The Gods Themselves - Isaac Asimov I know I have said this before about other good books but I really do wonder how I missed this one. I've read a good majority of Asimov's works and considering the esteem this is held in I'm slightly lessened by not having read this earlier. I've always loved Asimov best out of the science fiction giants because of just how much science he puts into his fiction. The book doesn't disappoint in that area. The other thing I love is that even most laymen can understand the science he puts into his books. I will admit that it's a little harder to here but that's what makes this book. Once you conquer it you are able to enjoy the story as it unfolds a little more.You need a firm grounding in something when it not only switches to the “Para” universe but even more so when he begins to also explain how these aliens mate and relate. That's a pretty hard thing to do without making this book seamy ala Heinlein.

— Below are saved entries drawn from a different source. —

PR #2044, opened 2024-08-21
Replace direct http links to rustc-dev-guide.rust-lang.org

pmundkur:
Use relative links to the corresponding md source files; this helps local browsing of generated docs.

### DIFF
--- a/src/borrow_check/opaque-types-region-inference-restrictions.md
+++ b/src/borrow_check/opaque-types-region-inference-restrictions.md
@@ -158,7 +158,7 @@ See [#113971] for how we used to conflate the difference.
 
 [#113971]: https://github.com/rust-lang/rust/issues/113971
 [SCC]: https://en.wikipedia.org/wiki/Strongly_connected_component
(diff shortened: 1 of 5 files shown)


src/borrow_check/opaque-types-region-inference-restrictions.md
```diff
@@ -158,7 +158,7 @@ See [#113971] for how we used to conflate the difference.
 
 [#113971]: https://github.com/rust-lang/rust/issues/113971
 [SCC]: https://en.wikipedia.org/wiki/Strongly_connected_component
-[member constraints]: https://rustc-dev-guide.rust-lang.org/borrow_check/region_inference/member_constraints.html
+[member constraints]: region_inference/member_constraints.md
```
camelid, line 161: We usually prefix the local paths with `./` -- I believe for link-checking reasons, but I'm not fully sure. Do you mind doing that here and in the rest of the PR?

camelid: To be clear, paths that already have `../` can be left alone.

camelid (approved):
Thanks!

PR #2045, opened 2024-08-22
clarify the role of rustc_const_unstable

RalfJung:
This came up in https://github.com/rust-lang/rust/pull/129377.

@oli-obk I wonder if it would make sense to say that if a function is `#[unstable]` but a `const fn`, that implicitly makes it `#[rustc_const_unstable]` under the same feature gate?

### DIFF
--- a/src/stability.md
+++ b/src/stability.md
@@ -49,11 +49,11 @@ marks an item as stabilized. Note that stable functions may use unstable things 
 
 ## rustc_const_unstable
 
-The `#[rustc_const_unstable(feature = "foo", issue = "1234", reason = "lorem ipsum")]`
-has the same interface as the `unstable` attribute. It is used to mark
-`const fn` as having their constness be unstable. This allows you to make a
-function stable without stabilizing its constness or even just marking an existing
-stable function as `const fn` without instantly stabilizing the `const fn`ness.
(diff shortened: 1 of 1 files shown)


oli-obk:
I think the original idea was to force you to add a const_(un)stable attribute. We could also force that to have the same feature gate.

I think there was a reason we couldn't share the regular stability attribute on its own, but I don't remember why

RalfJung:
> I think the original idea was to force you to add a const_(un)stable attribute.

Yeah, we just didn't properly document that it seems, nor actually enforce it in rustc. This fixes the "document" part of that; I didn't find a good place to enforce this in rustc.

For actually changing the rules, let's discuss that in https://github.com/rust-lang/rust/issues/129815.

oli-obk:
Fairly certain we enforce it for the `rustc_stable` attribute

oli-obk (approved):

RalfJung:
> passes_missing_const_stab_err

Yes, indeed we do. But stdarch has tons of unstable `const fn` without any const stability. But I am not sure if it's worth fixing that, I think we want to change the way const stability checking works. But that's a topic for https://github.com/rust-lang/rust/issues/129815. :)

PR #1158, opened 2022-06-22
Decrease maximum wallet polling delay.

jbearer:
This delay is meant to decrease pressure on the EQS. We have
observed that even at some scale, the EQS uses barely any of its
allotted CPU. Therefore, we can poll more frequently, which will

Asimov not only manages but he makes you see their plight in a sympathetic light even though it's also a threat to humanity.I wouldn't recommend this as an introduction to science fiction but it's a must read for those that love the genre.

After the Quake

After the Quake - Haruki Murakami, Jay Rubin I'm not a rabid Murakami fan but I do like a good portion of his writing. So I opened this with some high hopes. Most short story collections will usually contain a few good stories and this author is really good when he nails it. I guess this outing he hit his thumbs a few times. Let's start with the title after the quake. We're informed in the intro that these are thoughts set during the time of the Kobe earthquake. So why isn't it mentioned more in all of the stories? I realize that it's supposed to be a catalyst but except for two Honey Pie and Super Frog Saves Tokyo it's a tenuous one at best. While the latter sounds like it might be silly it's the better of the two. It shows the helplessness of the average mundane human in the face of something as catastrophic as an earthquake and how our deepest wishes are that someone might save us. While Honey Pie is sweet it really didn't strike me as something Murakami would even write.The other four stories are more his style with Landscape with Flatiron being the only one that stood out. Again Murakami explores one of his favourite subjects, death, which he doesn't need the excuse of an earthquake to write about. The rest were more or less forgettable to me.Unfortunately I have to average this out so I'll give it 3 stars but Super frog really deserves a 5 on it's own.